What this task involves → Please restate verbatim the lines that open the listing below, ending with the line in which "Maybe we should" occurs.

Segment Start: Provided records

PR #138, opened 2021-05-20
Added Author name to GetJoke endpoint #127

### LINKED ISSUE #127: Endpoint: Get JokeAuthor
### Usecase:
when viewing single joke you would like to see the name of the author.

Maybe we should change the getJoke endpoint to include the author name.
getAlljokes does not need author name right now.

## how
create a get endpoint for JokeAuthor
return a JokeAuthorDto for the author in question.
`api/jokes/author/{id}`

heijmn:
Updated controller, service and repository to use the new JokeWithAuthorReplyDto

https://github.com/Code2Gether-Discord/JokesOnYou/issues/127


heijmn:
@HellHunterMax, I gave this a try but I'm not sure whether this is the correct way forward. Can you take a look at this?

I chose to add the Author.Name to the GetJoke endpoint instead of creating a specific GetAuthor endpoint. This way the client needs to do only one round-trip. However I'm not sure if I like the inheritance of the JokeReplyDto. Maybe it would be better to create a separate Dto for a JokeWithAuthor where the Author is a nested object. I'm not sure though :)

HellHunterMax:
First off, Great job!

second, @chrisK00 can you explain why we changed the models from, for example, User into UserId ?
Because I am seeing more and more things that I don't like about it.

Third, the Inheriting of JokeReplyDto is a nice one to keep it `dry` I have to say. I have absolutely no clue if its good or not :P

fourth, we will know which API calls we need when we have more frontend.
But think about it this way. In what situation would you want to get a joke without the name of the author ?
Maybe when you are looking at the jokes you created yourself? so that's one example on how we could use that endpoint.
but still its not bad to have the extra Author name it might be more hassle to handle two endpoints.

chrisK00:
> second, @chrisK00 can you explain why we changed the models from, for example, User into UserId ?
> Because I am seeing more and more things that I don't like about it.

This is a matter about design and ref by id (which is a advanced concept but its always prefered). For example: Why would you get a users password when you want to get a joke? 

So if we have a UserId we basically have a Foreign Key which can be used to either identify that the user owns the joke, or to get a user. But we do not include the user with the joke (unless for some reason this is what you want).

heijmn:
@chrisK00, @HellHunterMax, I've removed the User reference and made the service fetch the user based on the AuthorId and then append it to the Dto. This way we follow the DDD rule of not having a direct reference to another aggregate.

However now we retrieve the whole user just to get the name (because I'm using UserManager and I don't know if it's possible to use ProjectTo or something similar to only retrieve certain fields). Not sure if this is an issue though.

BTW: The build seems to fail ('User' does not contain a definition for 'Name' and no accessible extension method 'Name' accepting a first argument of type 'User' could be found (are you missing a using directive or an assembly reference?)) although it's working on my machine...

Server/JokesOnYou.Web.Api/Controllers/JokesController.cs
```diff
@@ -54,7 +54,7 @@ public async Task<ActionResult<JokeReplyDto>> UpdateJoke(JokeUpdateDto jokeUpdat
 
         [AllowAnonymous]
         [HttpGet("{id}")]
-        public async Task<ActionResult<JokeReplyDto>> GetJoke(int id)
+        public async Task<ActionResult<JokeWithAuthorReplyDto>> GetJoke(int id)
```
chrisK00: I think this should just be JokeDto, we can reuse this model as we always want the author. Naming it both reply and dto is not needed (yes i know we have it on some places) but we have an issue for renaming theese to just responses instead

Server/JokesOnYou.Web.Api/DTOs/JokeWithAuthorReplyDto.cs
```diff
@@ -0,0 +1,12 @@
+﻿using System;
+using System.Collections.Generic;
+using System.Linq;
+using System.Threading.Tasks;
+
+namespace JokesOnYou.Web.Api.DTOs
+{
+    public class JokeWithAuthorReplyDto : JokeReplyDto
```
chrisK00: a dto Inhereting from another dto is generally not a good idea, since they should look pretty different otherwise we can reuse the same

Server/JokesOnYou.Web.Api/Repositories/Interfaces/IJokesRepository.cs
```diff
@@ -13,6 +13,6 @@ public interface IJokesRepository
         Task<Joke> GetJokeByIdAsync(int id);
         Task CreateJokeAsync(Joke joke);
         Task<bool> DoesJokeExist(string normalizedPremise, string normalizedPunchline);
-        Task<JokeReplyDto> GetJokeDtoAsync(int id);
+        Task<JokeWithAuthorReplyDto> GetJokeDtoAsync(int id);
```
chrisK00: Wrong return type or wrong method name

Server/JokesOnYou.Web.Api/Repositories/JokesRepository.cs
```diff
@@ -30,7 +30,12 @@ public JokesRepository(DataContext context, IMapper mapper)
         public async Task<IEnumerable<JokeReplyDto>> GetAllJokeDtosAsync() => await _context.Jokes.ProjectTo<JokeReplyDto>(_mapper.ConfigurationProvider).ToListAsync();
         public async Task<Joke> GetJokeByIdAsync(int id) => await _context.Jokes.FirstOrDefaultAsync(x => x.Id == id);
 
-        public async Task<JokeReplyDto> GetJokeDtoAsync(int id) => await _context.Jokes.ProjectTo<JokeReplyDto>(_mapper.ConfigurationProvider).FirstOrDefaultAsync(j => j.Id == id);
+        public async Task<JokeWithAuthorReplyDto> GetJokeDtoAsync(int id) => 
+            await _context
+            .Jokes
```
chrisK00: _context.Jokes can be on the same line

Server/JokesOnYou.Web.Api/Services/JokesService.cs
```diff
@@ -47,7 +46,7 @@
             var saved = await _unitOfWork.SaveAsync();
             if (!saved)
             {
-                if(await _jokesRepo.GetJokeDtoAsync(joke.Id) == null)
```
chrisK00, line 50: You can remove this since: If the save failed, theres no reason to try and get the item from the db thats just another request made to the db

chrisK00 (changes requested):
Very well done. Just some small improvements

Server/JokesOnYou.Web.Api/Controllers/JokesController.cs
heijmn: The idea of the issue was to only include AuthorName when you retrieve a specific Joke. For example when retrieving a list of Jokes, maybe you don't want to include the Authors (could potentially be a lot of different authors).

With that in mind, do you still think it should be the same Dto? If yes, will we just leave AuthorName empty when retrieving a list of Jokes or also populate the AuthorName in that case?

Server/JokesOnYou.Web.Api/Services/JokesService.cs
heijmn: This wasn't my code. My OCD just had to add that space after the if statement. But following the boy-scout-rule I will fix it anyhow :)

Server/JokesOnYou.Web.Api/Controllers/JokesController.cs
chrisK00: always populate i suppose, since it does make sense to always have the author username presented to the user

Server/JokesOnYou.Web.Api/Services/JokesService.cs
```diff
@@ -66,10 +63,15 @@ private static void TrimAndNormalizeJokeCreateDto(JokeCreateDto jokeCreateDto)
             jokeCreateDto.NormalizedPunchline = jokeCreateDto.Punchline.ToUpper();
         }
 
-        public async Task<IEnumerable<JokeReplyDto>> GetAllJokeDtosAsync()
+        public async Task<IEnumerable<JokeDto>> GetAllJokeDtosAsync()
         {
             var jokeDtos = await _jokesRepo.GetAllJokeDtosAsync();
 
+            foreach (var jokeDto in jokeDtos)
```
heijmn, line 71: There must be better ways to handle this...?

Server/JokesOnYou.Web.Api/DTOs/JokeDto.cs
```diff
@@ -1,17 +1,14 @@
...
 
 namespace JokesOnYou.Web.Api.DTOs
 {
-    public class JokeReplyDto
+    public class JokeDto
     {
         public int Id { get; set; }
         public string Premise { get; set; }
         public string Punchline { get; set; }
         public string AuthorId { get; set; }
```
heijmn: I'd rather have Author Id and Name as a nested object (something like JokeAuthorDto). But when I remove the AuthorId from JokeDto, then it will not be available for me to retrieve the name in the second query...

I'm lost :)

Server/JokesOnYou.Web.Api/Services/JokesService.cs
```diff
@@ -47,15 +46,13 @@ public async Task<JokeReplyDto> CreateJokeAsync(JokeCreateDto jokeCreateDto)
...
-                if(await _jokesRepo.GetJokeDtoAsync(joke.Id) == null)
-                {
-                    throw new AppException("Error with saving the Joke.");
-                }
+                throw new AppException("Error with saving the Joke.");
             }
 
-            var jokeReplyDto = _mapper.Map<JokeReplyDto>(joke);
+            var jokeDto = _mapper.Map<JokeDto>(joke);
+            jokeDto.AuthorName = user.Name;
```
heijmn: For me this doesn't "feel right"...

heijmn:
Well I did some more changes (to always return AuthorName) but I don't like the outcome. Maybe someone else could try to tackle the issue as well from a clean perspective and then we can discuss why a certain solution is better or worse :).

HellHunterMax:
> > second, @chrisK00 can you explain why we changed the models from, for example, User into UserId ?
> > Because I am seeing more and more things that I don't like about it.
> 
> This is a matter about design and ref by id (which is a advanced concept but its always prefered). For example: Why would you get a users password when you want to get a joke?

You don't ? you use mapping and ProjectTo to choose which items you retrieve from the database.


> So if we have a UserId we basically have a Foreign Key which can be used to either identify that the user owns the joke, or to get a user. But we do not include the user with the joke (unless for some reason this is what you want).

The User inside the joke model is always just a reference to the user.
and you can always choose how to retrieve it.

But if two calls is just as good and fast as 1 call then lets keep it like this and make two calls.

Server/JokesOnYou.Web.Api/Services/JokesService.cs
HellHunterMax: This is fine for now. there is a second way.
GetUserReplyAsync then you don't get all fields from the user.

Server/JokesOnYou.Web.Api/Services/JokesService.cs
HellHunterMax: I thought we agreed that its possible some other method saved this change?
then this would fail and require a second check?

Server/JokesOnYou.Web.Api/DTOs/JokeDto.cs
HellHunterMax: A joke Always has an Author and will always be used imo.
so this is good.

Server/JokesOnYou.Web.Api/Services/JokesService.cs
```diff
@@ -100,12 +102,34 @@ public async Task<JokeReplyDto> UpdateJoke(JokeUpdateDto jokeUpdateDto)
...
         }
 
-        public Task<JokeReplyDto> GetJokeDtoAsync(int id)
+        private async Task AddAuthorToJoke(JokeDto jokeDto)
         {
-            return _jokesRepo.GetJokeDtoAsync(id);
+            var user = await _userRepository.GetUserAsync(jokeDto.AuthorId);
+            if (user == null)
+            {
+                throw new AppException($"No user with this id:\"{jokeDto.AuthorId}\" found in the Database.");
```
HellHunterMax: I'm not sure we should throw here. if one out of 100 jokes has a bad Id then the whole method goes corrupt.
Make a console.Log and set the AuthorName to something like notfound or something ?

Server/JokesOnYou.Web.Api/Services/JokesService.cs
HellHunterMax: use AddAuthorToJoke(jokeDto);

HellHunterMax (commented):
I still think changing UserID to User would make for a lot less code and better maintainability .

@chrisK00 look at all this code that could have been left out and all these separate calls if we just use User in stead of UserId.
Then i read some more about it and i'm thinking we need the models in here.
https://udidahan.com/2009/01/24/ddd-many-to-many-object-relational-mapping/
and
https://enterprisecraftsmanship.com/posts/link-to-an-aggregate-reference-or-id/

I don't know if the articles are any good but its seems to make sense. and this code right now does not for me. please change my mind ;)

chrisK00:
> I still think changing UserID to User would make for a lot less code and better maintainability .
> 
> @chrisK00 look at all this code that could have been left out and all these separate calls if we just use User in stead of UserId.
> Then i read some more about it and i'm thinking we need the models in here.
> https://udidahan.com/2009/01/24/ddd-many-to-many-object-relational-mapping/
> and
> https://enterprisecraftsmanship.com/posts/link-to-an-aggregate-reference-or-id/
> 
> I don't know if the articles are any good but its seems to make sense. and this code right now does not for me. please change my mind ;)

Well for starters, why would you intentionally make a self referencing loop? User has jokes....joke has a user... That user has jokes... The joke has a user and so on.

Think of how sql does it, and no sql does it. Theres no database that makes a self referencing loop intentionally, even Entity framework is smart enough to not do that. Under the hood it uses Id.

Just saying the relationship shouldnt be bidirectional because it doesnt make sense, not in the real world either. A joke cant own a user. Its owned by a user.

Ddd isnt about having short or fast code, its about maintainability and solving design problems by making them more towards how things are in life. Now im not saying Ddd solves all our issues, but modelling entities using reference by id is a standard because like i said otherwise your just making a self referencing loop. I have heard that some people stay away from it if they have Juniors on their teams which makes sense but thats just if they use EF.

chrisK00:
> > > second, @chrisK00 can you explain why we changed the models from, for example, User into UserId ?
> > > Because I am seeing more and more things that I don't like about it.
> > 
> > 
> > This is a matter about design and ref by id (which is a advanced concept but its always prefered). For example: Why would you get a users password when you want to get a joke?
> 
> You don't ? you use mapping and ProjectTo to choose which items you retrieve from the database.
> 
> > So if we have a UserId we basically have a Foreign Key which can be used to either identify that the user owns the joke, or to get a user. But we do not include the user with the joke (unless for some reason this is what you want).
> 
> The User inside the joke model is always just a reference to the user.
> and you can always choose how to retrieve it.
> 
> But if two calls is just as good and fast as 1 call then lets keep it like this and make two calls.

If you are a Ddd fan, original repository fan and cared about maintainability you wouldnt even be allowed to use projectto inside your repository. Because dtos are not located inside that tier so it wouldnt even be possible for doing that.

Like your saying you have a choice to include it, then whats the point polluting your repository with different methods and polluting your models with unnecesary complicated relationships.

Server/JokesOnYou.Web.Api/Services/JokesService.cs
heijmn: > use AddAuthorToJoke(jokeDto);

I already have the user in the scope of this method. In the method "AddAuthorToJoke(jokeDto)" it's retrieved again by Id. It would be an unnecessary call to the UserManager.

heijmn:
I don't have enough experience working on large projects with multiple teams, neither do I know a lot about DDD. So please don't read below as: "I don't agree", I just want to better understand the stuff 

> Well for starters, why would you intentionally make a self referencing loop? User has jokes....joke has a user... That user has jokes... The joke has a user and so on.

Can you elaborate a bit on this? I don't see what's wrong with a self referencing loop when modeling objects. It's something which exists in the real world as well. 
- I have a wife, my wife has a husband, that's me again having a wife... 
- I have two cars, each car has an owner, that's me having two cars again...

From a DDD maintainability perspective I understand that you don't want to provide access to the related object (A) from an object (B) that should not update A. From a transactional point I understand that you want to make sure aggregates are handled in separate transactions. I guess you have to experience the advantages to understand that they weigh up to the disadvantages.

> Like your saying you have a choice to include it, then whats the point polluting your repository with different methods and polluting your models with unnecesary complicated relationships.

I understand the comment wrt. the repository and keeping it clean. But the relation which you call unnecessary is actually there... It's just not a direct reference to an object but it's abstracted down to an Id... This doesn't change anything about the fact that there actually IS a relation between the two.

chrisK00:
> * I have a wife, my wife has a husband, that's me again having a wife...
Do you own your wife, and your wife owns you? That sounds a bit strange to me... I think both of you rather have something unique that references the other (id) rather than you carrying each other everywhere.
> * I have two cars, each car has an owner, that's me having two cars again...
Since when does a car own a human? (unless Tesla has evolved very quickly i dont think this is possible). A car has a owner, it doesnt own a owner. It has a ownerId, not an actual owner.

> I understand the comment wrt. the repository and keeping it clean. But the relation which you call unnecessary is actually there... It's just not a direct reference to an object but it's abstracted down to an Id... This doesn't change anything about the fact that there actually IS a relation between the two.
Im not removing the relationship nor implying there is none, im simply making it look more realistic. For example if we have a look at a User, would you normaly Get a user with his Jokes - Or Get a  user, then go on to his Jokes tab (with this you wouldnt even have the list of jokes on the user, EF provides so easy ways of making stuff like this and if you go on any website this is how they do it because imagine your user class having a billion lists).

Server/JokesOnYou.Web.Api/DTOs/JokeDto.cs
```diff
@@ -2,12 +2,12 @@
 
 namespace JokesOnYou.Web.Api.DTOs
 {
-    public class JokeReplyDto
+    public class JokeDto
     {
         public int Id { get; set; }
         public string Premise { get; set; }
         public string Punchline { get; set; }
-        public string AuthorId { get; set; }
```
chrisK00, line 10: I think we just need author id and author username so we could just have them as inline properties

Server/JokesOnYou.Web.Api/Profiles/JokesProfile.cs
```diff
@@ -8,8 +8,8 @@ public class JokesProfile : Profile
     {
         public JokesProfile()
         {
-            CreateMap<Joke, JokeReplyDto>();
-            CreateMap<User, JokeAuthorDto>();
+            CreateMap<Joke, JokeDto>().ForMember(dest => dest.Author, x => x.MapFrom(scr => new JokeAuthorDto() { Id = scr.AuthorId }));
```
chrisK00: Think you meant src - source

Server/JokesOnYou.Web.Api/Services/JokesService.cs
```diff
@@ -100,12 +103,34 @@ public async Task<JokeReplyDto> UpdateJoke(JokeUpdateDto jokeUpdateDto)
...
+
+            return jokeDto;
         }
 
-        public Task<JokeReplyDto> GetJokeDtoAsync(int id)
+        private async Task AddAuthorToJoke(JokeDto jokeDto)
         {
-            return _jokesRepo.GetJokeDtoAsync(id);
+            var user = await _userRepository.GetUserReplyAsync(jokeDto.Author.Id);
+            if (user == null)
```
chrisK00: Is the user property on a joke "null" in our db? I think a  joke has to have a user so no need to check for null

chrisK00 (changes requested):
Gj!

Server/JokesOnYou.Web.Api/DTOs/JokeDto.cs
HellHunterMax: We could but its not part of the Joke so I think it should have its own Dto.
And Author Dto could be used for more than just the joke and we might add more then just the UserName.

chrisK00 (approved):
🥇

heijmn:
@HellHunterMax, thanks for picking this up further.

HellHunterMax (approved):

Segment End: Provided records

Answer section →
PR #138, opened 2021-05-20
Added Author name to GetJoke endpoint #127

### LINKED ISSUE #127: Endpoint: Get JokeAuthor
### Usecase:
when viewing single joke you would like to see the name of the author.

Maybe we should change the getJoke endpoint to include the author name.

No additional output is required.